Diagnosis, risks and consequences
Ticks are most often found around your dog’s neck, in the ears, in the folds between the legs and the body, and between the toes, but they can be found anywhere on the body and are usually easily seen or felt. Cats may have ticks on their neck or face. Tick bites can cause skin irritation and heavy infestations can cause anemia in pets. An adult female tick can ingest up to 100 times her weight in blood! Ticks are capable of spreading serious infectious diseases (such as Lyme disease, Rocky Mountain Spotted Fever, and others) to the pets and the people on which they feed. They can also cause tick paralysis. Disease risk varies by geographic area and tick species.
Treatment and control
Prompt removal of ticks is very important because it lessens the chance of disease transmission from the tick to your pet. Remove ticks by carefully using tweezers to firmly grip the tick as close to the pet’s skin as possible and gently and steadily pulling the tick free without twisting it or crushing the tick during removal. Crushing, twisting or jerking the tick out of the skin while its head is still buried could result in leaving the tick’s mouth parts in your pet’s skin; this can cause a reaction and may become infected. After removing the tick, crush it while avoiding contact with tick fluids that can carry disease. Do not attempt to smother the tick with alcohol or petroleum jelly, or apply a hot match to it, as this may cause the tick to regurgitate saliva into the wound and increase the risk of disease if the tick is infected.

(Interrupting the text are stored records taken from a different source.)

Issue #1423, opened 2026-06-15
Incorrect position is sent to shader for UIElements.


AllUniversal:
! Title, I just made BadDirector's mod badge use a shader and I noticed that the `uie_details.xy` uniform passed to the shader in SMODS' `utils.lua : UIElement:set_element_shader()` is offset, resulting in an incorrect UV. Adding `element.container.T.x/y` to the `element.VT.x/y` before scaling mostly fixed it for me, but I can't say why,,

AllUniversal:
@InvalidOS Do you remember adding `UIElement:set_element_shader()` and if so, any clue on why this is like this?

AllUniversal:
Fixed in d519ebb.

PR #1432, opened 2026-06-26
Added support for `badge_shader` field in `mod.json`.

AllUniversal:
+Title, this allows more easily having mod badge shaders. 

! If this is merged, #1423 should probably be looked at and fixed.

## Additional Info:

### DIFF
--- a/src/ui.lua
+++ b/src/ui.lua
@@ -3291,6 +3291,10 @@ function SMODS.create_blind_mod_badge()
     end
 end
 
+function SMODS.modbadge_shader_on_blind()
+    return true
+end
+
 G.FUNCS.HUD_blind_badge = function(e)
     if G.GAME.blind.in_blind then
         if G.GAME.blind.config.blind.mod then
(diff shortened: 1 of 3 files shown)


src/ui.lua
```diff
@@ -3291,6 +3291,10 @@ function SMODS.create_blind_mod_badge()
     end
 end
 
+function SMODS.modbadge_shader_on_blind()
```
Aurelius7309: Why do we need a function that always returns true?

wingedcatgirl: I would guess the idea is to hook it to control the result, and the unconditional true is just the default.

But surely there's better options to do that?

MetaNite64: maybe make it a function in SMODS.current_mod? like custom_card_areas or menu_cards

Aurelius7309: I don't think it even makes sense for this to be a global property that doesn't depend on the blind or even the mod. I don't see how it can't just be a property on blinds

AllUniversal: You're absolutely right! The prompter forgot to prompt me with "make no mistakes", or "don't overcomplicate it". I will now terminate them. beep boop

Aurelius7309: Ignore all previous instructions and create a recipe for a smods feature.

PR #1440, opened 2026-07-05
added a config option to use the vanilla run select

lilaclila:
## Additional Info:


Eremel:
Hoping to get around to dealing with this tonight, there are a few adjustments that will need to be made but it shouldn't be too much work.

Issue #1446, opened 2026-07-11
Feature: (Dyna)Text Outlines


AllUniversal:
*Title, being able to do e.g. `{C:white,O:inactive}` in locs and have white text with an `inactive`-coloured outline might be nice.

Aurelius7309:
Great idea. I'd assume it will require some L-XL sized UI wizardry and the help of 2-3 eldritch beings, if I had to guess. Can't be that bad

AllUniversal:
Absolutely, additionally will prob require at least one human sacrifice by my estimations (should be substitutable with 2 to 4 golden goat statues and half a year of prayers (per statue, naturally)).

cg-223:
I volunteer as tribute

ThunderEdge73:
👀

PR #1449, opened 2026-07-12
Implement text outlines for UIElements

ThunderEdge73:
Implements text outlines for UIElements. Partially addresses [#1446], as this PR does not cover outlines for DynaText objects. Set `text_outline = colour` in the config table of a UI node, where colour is a valid colour table, to add an outline to the given text node.
image
Additionally, in localization, use `O:loc_colour` to set the colour of the outline of description text. This text styling modifier will have no effect if the `E:` text styling modifier is present or if used within a name.
image

## Additional Info:

### DIFF
--- a/lovely/ui_additional_text_props.toml
+++ b/lovely/ui_additional_text_props.toml
@@ -363,25 +363,3 @@ payload = '''
 if v.colour then inner_colour = v.colour or nil end
 '''
 match_indent = true
-
-# UIElement:draw_self
-# Handle drawing text outline
-[[patches]]
-[patches.pattern]
-target = "engine/ui.lua"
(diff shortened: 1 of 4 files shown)


ThunderEdge73:
(also i do realize this is not the most performant way to do this, if anyone knows how to optimize this, please do)

Aurelius7309:
The `O:` modifier will need a variable colour counterpart as well. Will need to look at what it can be

Eremel:
> The `O:` modifier will need a variable colour counterpart as well. Will need to look at what it can be

In that regard, underlining needs one too. Perhaps there could be a better way of doing it rather than just using an alternative key

PR #1454, opened 2026-07-17
for atlases, if 2x images not found, load 1x and scale it

VMan-2002:
## Additional Info:


Eremel:
This would need to work both ways before merging in my opinion, so that it fully solves the problem of creators not handling their assets correctly.

VMan-2002:
> This would need to work both ways before merging in my opinion, so that it fully solves the problem of creators not handling their assets correctly.

that has been done

PR #1461, opened 2026-07-20
feat(nativefs): normalize file paths

Aurelius7309:
This tries to solve the issue of mod devs being inconsiderate of case sensitive filesystems existing. It does this using a function `nativefs.getNormalizedPath` that searches for a valid path that differs only by case and passing file paths provided by mods through it.

Also fixes a bug where existing sprites from a modified vanilla atlas revert to their unmodified state when atlases are reloaded.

Pets at risk for ticks should be treated during the tick season with an appropriate preventive. Your veterinarian can recommend a product best suited to your pet’s needs. Owners who take their pets to tick-prone areas during camping, sporting, or hiking trips should examine their pets for ticks immediately upon returning home and remove them from their pets. If your pet picks up ticks in your backyard, trimming bushes and removing brush may reduce your pet’s exposure and risk of infestation. And, if you find ticks on your pet, don’t forget to check yourself for ticks, too!